**Raw data**
PR #184, opened 2017-01-22
Add CLI scripts to setup

JoostJM:
Rename the scripts to pyradiomics and pyradiomicsbatch (easy to remeber, but unique to package, for use in the commandline). Additionally, move them to separate folder in the package, and add them to the setup script so the CLI gets distributed with the installation, not just the git repo.
Additionally, add the use of these scripts to the `Usage` section of the documentation and adapt this section further to represent the more standard use of the toolbox, including interactive extraction using the `featureextractor` module.

Finally, adapt the examples in the bin folder to make use of the example data stored in the repository, this removes the need to install the example data when pyradiomics is installed.

cc @Radiomics/developers

### DIFF
--- a/bin/helloFeatureClass.py
+++ b/bin/helloFeatureClass.py
@@ -6,11 +6,10 @@ from radiomics import firstorder, glcm, imageoperations, shape, glrlm, glszm
 # testBinWidth = 25 this is the default bin size
 # testResampledPixelSpacing = [3,3,3] no resampling for now.
 
-dataDir = os.path.abspath("") + os.path.sep + ".." + os.path.sep + "data"  # assumes this file in in pyradiomics/bin
-# imageName = str(dataDir + os.path.sep + 'prostate_phantom_subvolume.nrrd')
-# maskName = str(dataDir + os.path.sep + 'prostate_phantom_subvolume-label.nrrd')
-imageName = str(dataDir + os.path.sep + 'breast1_image.nrrd')
-maskName = str(dataDir + os.path.sep + 'breast1_label.nrrd')
+testCase = 'brain1'
+dataDir = os.path.join(os.path.abspath(""), "..", "data")
+imageName = os.path.join(dataDir, testCase + '_image.nrrd')
+maskName = os.path.join(dataDir, testCase + '_label.nrrd')
 
 if not os.path.exists(imageName):
   print 'Error: problem finding input image', imageName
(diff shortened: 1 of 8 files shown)


docs/usage.rst
```diff
@@ -6,15 +6,95 @@ Usage
...
+
+* Both scripts can be run directly from a command line window, anywhere in your system.
+
+* To extract features from a single image and segmentation run::
+
+    pyradiomics <path/to/image> <path/to/segmentation>
+
+* To extract features from a batch run::
+
+    pyradiomicsbatch <path/to/input> <path/to/output>
```
fedorov: did you mean to say `python commandline.py` and `python commandlinebatch.py`?

fedorov: No, I see it works. Nice!

bin/helloFeatureClass.py
```diff
@@ -4,9 +4,9 @@
 from radiomics import firstorder, glcm, imageoperations, shape, glrlm, glszm
 
 # testBinWidth = 25 this is the default bin size
-# testResampledPixelSpacing = (3,3,3) no resampling for now.
+# testResampledPixelSpacing = [3,3,3] no resampling for now.
 
-dataDir = os.path.dirname(os.path.abspath(__file__)) + os.path.sep + ".." + os.path.sep + "data"
+dataDir = os.path.abspath("") + os.path.sep + ".." + os.path.sep + "data"  # assumes this file in in pyradiomics/bin
```
fedorov: fyi, you could use `os.path.join` to make this prettier!

fedorov:
Maybe you can also change in this PR to use `w` mode for `argparse.FileType` in commandline.py?

https://github.com/Radiomics/pyradiomics/blob/master/bin/commandline.py#L16

bin/helloFeatureClass.py
JoostJM: @fedorov, good idea, I've been using that here and there, will change before merging!

docs/usage.rst
JoostJM: Trick is how it's defined in the setupscript. There you link your CLI command (e.g. pyradiomics) to the function it should run (in this case, `radiomics.scripts.commandline.main()`), similar for pyradiomics batch. You could also just specify the scripts as such, however, this doesn't allow you to name them differently and it requires the user to add .py in the command window. I thought it more intuitive to hava a command like `pyradiomics`

fedorov: It's a great idea, I just didn't know about this capability. I like it!

JoostJM:
Additionally, I'd like to mark it v1.0.1 after this PR and #185 are merged, as it contains added functionality (CLI now installed with the toolbox) and has some significant changes in the documentation.

On that note, do we want a separate file for the changelog added to the repository or use github's release notes? The last option feels also like a changelog...

fedorov:
I don't see a need for something in addition to the github release notes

**Aim of the task**
Give the number of lines above in which the word "with" appears, and nothing more.

**Output below**
2